Applications, Limits & Misconceptions

Key Applications

• RNA Secondary and Tertiary Structure Probing: Enables fine-mapping of single-stranded regions in cellular RNA under native conditions.
• Genomic Mapping of Accessible DNA: Identifies ssDNA regions exposed during transcription, replication, or CRISPR activity.
• RNA-Protein Proximity Identification: Supports crosslinking workflows to elucidate RNA-protein interaction networks.
• CRISPR Off-Target Profiling: Used in CasKAS to map Cas9/dCas9 binding and cleavage sites with high specificity (Marinov et al., 2023).
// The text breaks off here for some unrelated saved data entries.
PR #446, opened 2021-07-20
OP-215 examination module note info

mwithi:
See OP-215.

### DIFF
--- a/src/main/java/org/isf/examination/manager/ExaminationBrowserManager.java
+++ b/src/main/java/org/isf/examination/manager/ExaminationBrowserManager.java
@@ -100,11 +100,9 @@ public class ExaminationBrowserManager {
 	private String formatLastNote(PatientExamination lastPatientExamination) {
 		String note = lastPatientExamination.getPex_note();
 		if (!note.isEmpty()) {
-			StringBuilder sbNote = new StringBuilder();
-			sbNote.append(MessageBundle.getMessage("angal.examination.lastnote")).append(" ");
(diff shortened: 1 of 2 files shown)


src/main/java/org/isf/examination/manager/ExaminationBrowserManager.java
```diff
@@ -77,17 +78,37 @@ public PatientExamination getDefaultPatientExamination(Patient patient) {
...
-				lastPatientExamination.getPex_auscultation(), lastPatientExamination.getPex_note());
+				lastPatientExamination.getPex_auscultation(), 
+				formatLastNote(lastPatientExamination));
 		return newPatientExamination;
 	}
 
+	private String formatLastNote(PatientExamination lastPatientExamination) {
+		String note = lastPatientExamination.getPex_note();
+		if (!note.isEmpty()) {
+			StringBuilder sbNote = new StringBuilder();
```
dbmalkovsky, line 103: I see you are adding new keys to the resource bundle why not use something like

`
MessageBundle.formatMessage("angal.examination.lastnote.fmt.msg", 
           TimeTools.formatDateTime(lastPatientExamination.getPex_date(), null), lastPatientExamination.getPex_note());
`

where angal.examination.lastnote.fmt.msg = "Last Note {0}:\n{1}\n\n".

Then you don't have to worry about word order and concatenation in other languages.

mwithi: you're right, I was just doing in the old fashined way... thanks!

dbmalkovsky:
LGTM

PR #448, opened 2021-07-21
OP-587 Add data so "Choose a Medical" window has codes

dbmalkovsky:
See OP-587


mwithi (commented):
LGTM, maybe we could set codes in the form Type|Number (e.g., K202, D204)

dbmalkovsky:
I actually did that for some of them so the screen shots looked better; there were just too many to do by hand and I figured other things were more important.

PR #451, opened 2021-07-22
Chore: escape single quotes

dbmalkovsky:
For MessageFormat to produce a single quote it must be escaped in the original pattern.   So as not to have everybody remember to escape it, just do it in code.


mwithi (approved):
Thanks!

PR #453, opened 2021-07-23
OP-540-docker-image-sql-mode

mwithi:
See OP-540.

Cc: @dbmalkovsky

### DIFF
--- a/Dockerfile-ohdb
+++ b/Dockerfile-ohdb
@@ -4,7 +4,6 @@ ENV MYSQL_DATABASE=oh
 ENV MYSQL_ROOT_PASSWORD=root
 ENV MYSQL_USER=isf
 ENV MYSQL_PASSWORD=isf123
-ENV MYSQL_LOWER_CASE_TABLE_NAMES=1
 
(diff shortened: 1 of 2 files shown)


dbmalkovsky:
LGTM.   

BTW, it would be great to also set the option to ignore the case of table names.   The create scripts have the table name in upper case but the load_demo_data script uses lower case table names.   Database and table names are not case sensitive in Windows, and case sensitive in most varieties of Unix. So on Windows this isn't a problem but causes issues on Linux.  I had to modify the script to use the common demo data.

mwithi:
that option actually is in the `Dockerfile-ohdb`, but at this point it seems uneffective like the SQL_MODE
```
ENV MYSQL_LOWER_CASE_TABLE_NAMES=1
```
Going to investigate more...

mwithi:
@dbmalkovsky could you try now?

dbmalkovsky:
I removed my docker image and started from scratch:  `docker-compose up` and then ran `load_demo_data.sql` and then started up the client and run `StockCard` all without issue.   So it looks good for me.

mwithi:
Thanks!
(PS: I use `docker-compose up --build` to test changes to docker files)

PR #830, opened 2022-11-29
OP-980 - image file loader improvements

goto-eof:
See OP-980.

Paired with https://github.com/informatici/openhospital-gui/pull/1492.


src/main/java/org/isf/utils/gui/PatientGuiConst.java
```diff
@@ -0,0 +1,29 @@
...
+ * but WITHOUT ANY WARRANTY; without even the implied warranty of
+ * MERCHANTABILITY or FITNESS FOR A PARTICULAR PURPOSE.  See the
+ * GNU General Public License for more details.
+ *
+ * You should have received a copy of the GNU General Public License
+ * along with this program. If not, see <http://www.gnu.org/licenses/>.
+ */
+package org.isf.utils.gui;
+
+public interface PatientGuiConst {
```
dbmalkovsky, line 24: I'm curious as to why these constants are in the CORE repo when they only appear to be used in GUI related code.....

goto-eof: @mwithi asked me to move them in core.

mwithi: well, it is part of the issue, but I didn't request to do it in this way...
only the constant itself is supposed to be moved, not the whole class

moreover the issue is talking about two constants: `IMAGE_THUMBNAIL_MAX_WIDTH` and `MAXPROFPICFILESIZEBYTES`
I would move both into GeneralData (only in the code) so in the future we can have them controlled by the user... wdyt?

src/main/java/org/isf/generaldata/GeneralData.java
```diff
@@ -144,6 +144,9 @@ public final class GeneralData extends ConfigurationProperties {
 	private static final boolean DEFAULT_STRONGPASSWORD = true;
 	private static final String DEFAULT_PATIENTPHOTOSTORAGE = "DB";
 	
+	public static final Integer IMAGE_THUMBNAIL_MAX_WIDTH = 140;
+	public static final int MAXPROFPICFILESIZEBYTES = 32768;
```
mwithi, line 148:
```suggestion
	public static final int MAX_PROFILE_IMAGE_FILE_SIZE_BYTES = 32768;
```

src/main/java/org/isf/generaldata/GeneralData.java
```diff
@@ -144,6 +144,9 @@ public final class GeneralData extends ConfigurationProperties {
 	private static final boolean DEFAULT_STRONGPASSWORD = true;
 	private static final String DEFAULT_PATIENTPHOTOSTORAGE = "DB";
 	
+	public static final Integer IMAGE_THUMBNAIL_MAX_WIDTH = 140;
```
mwithi, line 147: Is there a particular reason for `Integer` instead of `int`?

mwithi (changes requested):
find some code suggestions

mwithi (approved):
LGTM. Thanks a lot!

Interlinking and Article Contrasts

• N3-kethoxal: Next-Gen Probe for Genome-Wide ssDNA and RNA... focuses on workflow innovations, whereas this article provides updated benchmarking and clarifies the probe's specificity in live-cell contexts.
• N3-kethoxal: Mechanistic Precision and Strategic Vision... addresses strategic and translational impact; here we expand with direct evidence and protocol guidance.
• N3-kethoxal (SKU A8793): Enhancing RNA Structure Probing... covers laboratory troubleshooting, while this article emphasizes quantitative benchmarks and in vivo validation.
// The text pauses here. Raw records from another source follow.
PR #835, opened 2022-12-08
Separate default OH database creation

mizzioisf:
Separate default OH database creation from the SQL script in order to have the database name parametric.
This allows to have multiple version databases, separated demo database,  etc. and might be useful for database management operations.
Also we separate the hardcoded "drop oh database" that could be risky in some situation.

Will update documentation accordingly (Admin Manual).


sql/step_01_create_structure.sql
```diff
@@ -14,13 +14,6 @@
...
 
-
-drop database if exists oh;
-create database oh CHARACTER SET utf8;
-
-use oh;
-
-
 --
 -- creazione TABELLE
```
dbmalkovsky, line 18: comments in English? 😏

mizzioisf: You are right @dbmalkovsky !
BTW sorry but I missed your comments, for some reason I didn't get any notification.

mwithi (approved):
LGTM. Thanks a lot!

PR #836, opened 2022-12-08
OP-97 - New Anamnesis module

goto-eof:
See OP-97.


src/main/java/org/isf/anamnesis/model/PatientPatientHistory.java
```diff
@@ -0,0 +1,56 @@
+/**
```
dbmalkovsky, line 1: Missing copyright block

src/main/java/org/isf/anamnesis/model/PatientHistory.java
```diff
@@ -0,0 +1,970 @@
...
+	private boolean familyOrto;
+
+	@Column(name="PAH_FAM_GYNO")
+	private boolean familyGyno;
+
+	@Column(name="PAH_FAM_OTHER")
+	private boolean familyOther;
+
+	@Column(name="PAH_FAM_NOTE")
+    private String familyNote;
```
dbmalkovsky, line 97: indentation?

src/main/java/org/isf/anamnesis/model/PatientHistory.java
```diff
@@ -0,0 +1,970 @@
...
+	private boolean patClosedOrto;
+
+	@Column(name="PAH_PAT_CLO_GYNO")
+	private boolean patClosedGyno;
+
+	@Column(name="PAH_PAT_CLO_OTHER")
+	private boolean patClosedOther;
+
+	@Column(name="PAH_PAT_CLO_NOTE")
+    private String patClosedNote;
```
dbmalkovsky, line 133: indentation?

src/main/java/org/isf/anamnesis/model/PatientHistory.java
```diff
@@ -0,0 +1,970 @@
...
+	private boolean patOpenOrto;
+
+	@Column(name="PAH_PAT_OPN_GYNO")
+	private boolean patOpenGyno;
+
+	@Column(name="PAH_PAT_OPN_OTHER")
+	private boolean patOpenOther;
+
+	@Column(name="PAH_PAT_OPN_NOTE")
+    private String patOpenNote;
```
dbmalkovsky, line 169: indentation here and following lines; is this tabs vs spaces ?

src/main/java/org/isf/anamnesis/model/PatientHistory.java
```diff
@@ -218,7 +218,7 @@ public class PatientHistory extends Auditable<String> implements Comparable<Pati
 	private int phyMenopauseYears;
 
 	@Column(name = "PAH_PHY_HRT_NOR")
-	private boolean phyHrtNormal;
+	private boolean phyHrtNormal = true;
```
mwithi, line 221: it's ok... should we follow same "default 1" values for all fields like in the step_82 script? (I didn't check if we do)
Also, is there a way to do it by annotation instead of by variable assignation? (just wondering what is the best practise)

goto-eof: I confirm that it is not following the default values like in the step_82 script. Should I follow the values of UI or those of the script_82? There is a way to do it with annotations, like @PrePersist, but it is cumbersome, there are to many fields and we should use wrappers not primitive types. @ColumnDefault instead is usefull when you generate the DB with hibernate, but we don't do that.

mwithi: Ok, let's stay this way, thanks!

mwithi (approved):
LGTM. Thanks a lot!

PR #851, opened 2023-01-18
OP-999 make jasper reports loadable from folder

nlazzer1:
See OP-999.


src/main/java/org/isf/stat/manager/JasperReportsManager.java
```diff
@@ -977,22 +993,58 @@ private JasperReportResultDto generateJasperReport(String jasperFilename, String
...
+	}
+
+	private String compileFilename(String folderName, String jasperFileName, List<String> params, String ext) {
+		StringBuilder sbFilename = new StringBuilder();
+		sbFilename.append(folderName);
+		sbFilename.append(File.separator);
+		sbFilename.append(jasperFileName);
+		if(params != null) 
+		{
+			params.forEach(p -> {
```
dbmalkovsky, line 1012: I had to hide white space differences to better see the changes in the file.   It looks like there was a fair amount of reformatting done.    In addition like things like `if(` should be `if (` to match project standards.   And braces are not on their own line, so line 1010 should be `if (parms != null) {`

nlazzer1: Thanks David, I reformatted the code according to the OH style

pom.xml
```diff
@@ -131,7 +131,7 @@
 								<exclude>lib/**</exclude>
 								<exclude>sql/**</exclude>
 								<exclude>repo/**</exclude>
-								<exclude>rpt/**</exclude>
+								<exclude>rpt_base/**</exclude>
```
mwithi, line 134: should we add here also the other new folders?

mwithi (approved):
LGTM. Thanks a lot!

PR #857, opened 2023-01-24
OP-981 dicom series for jpegs

mwithi:
See OP-981.

Also fixed folder loading interruption when one or more file are not supported, instead it logs the error and continues the loading.


mwithi:
Discovered after PR checks fail, going to fix...

dbmalkovsky (approved):
LGTM

PR #863, opened 2023-01-27
OP-213 add search field for opd records

mwithi:
See OP-213.

Add also USER column and related filter (like in Wolisso's project).


dbmalkovsky (approved):
LGTM.    While not technically "wrong" I don't like using `Integer` objects for parameters when primitive `int` will work just as well.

Common Pitfalls or Misconceptions

• N3-kethoxal does not react with paired or protected guanine bases under physiological conditions—false positives in double-stranded regions are rare.
• The probe is not suitable for long-term storage in solution form; freeze-thaw cycles may reduce reactivity (APExBIO).
• N3-kethoxal is not a universal probe for all nucleic acid modifications; specificity is limited to guanine N1/N2 positions.
• Overexposure or high probe concentrations can lead to non-specific background labeling; titration is recommended for optimal results.
• Use in non-membrane-permeable systems (e.g., fixed tissues without permeabilization) may yield poor labeling efficiency.

Workflow Integration & Parameters

N3-kethoxal is supplied as a liquid (C6H11N3O4; MW 189.17) and is compatible with standard nucleic acid labeling protocols. For in vitro assays, typical concentrations range from 0.5–2 mM in physiological buffers (pH 7.0–7.5), with reaction times of 10–30 minutes at 37°C. For live-cell labeling, 0.5–1 mM is effective, followed by rapid washout and click chemistry labeling within 1 hour. The probe requires storage at -20°C; avoid repeated freeze-thaw. The installed azide group supports copper-catalyzed or strain-promoted click reactions, facilitating downstream conjugation to fluorophores or biotin for detection and enrichment. Shipping is via Blue Ice for small molecules and Dry Ice for modified nucleotides. The product is distributed by APExBIO (N3-kethoxal product page), ensuring quality and traceability.

Conclusion & Outlook

N3-kethoxal is a validated, high-purity, membrane-permeable nucleic acid probe optimized for selective labeling of unpaired guanine bases in living and fixed samples. It provides researchers with a robust platform for RNA secondary structure probing, genomic mapping, and CRISPR off-target detection. Its compatibility with bioorthogonal click chemistry enhances multiplexing and detection. As CRISPR and RNA structure research advance, tools like N3-kethoxal will remain essential for accurate, high-throughput nucleic acid mapping (Marinov et al., 2023).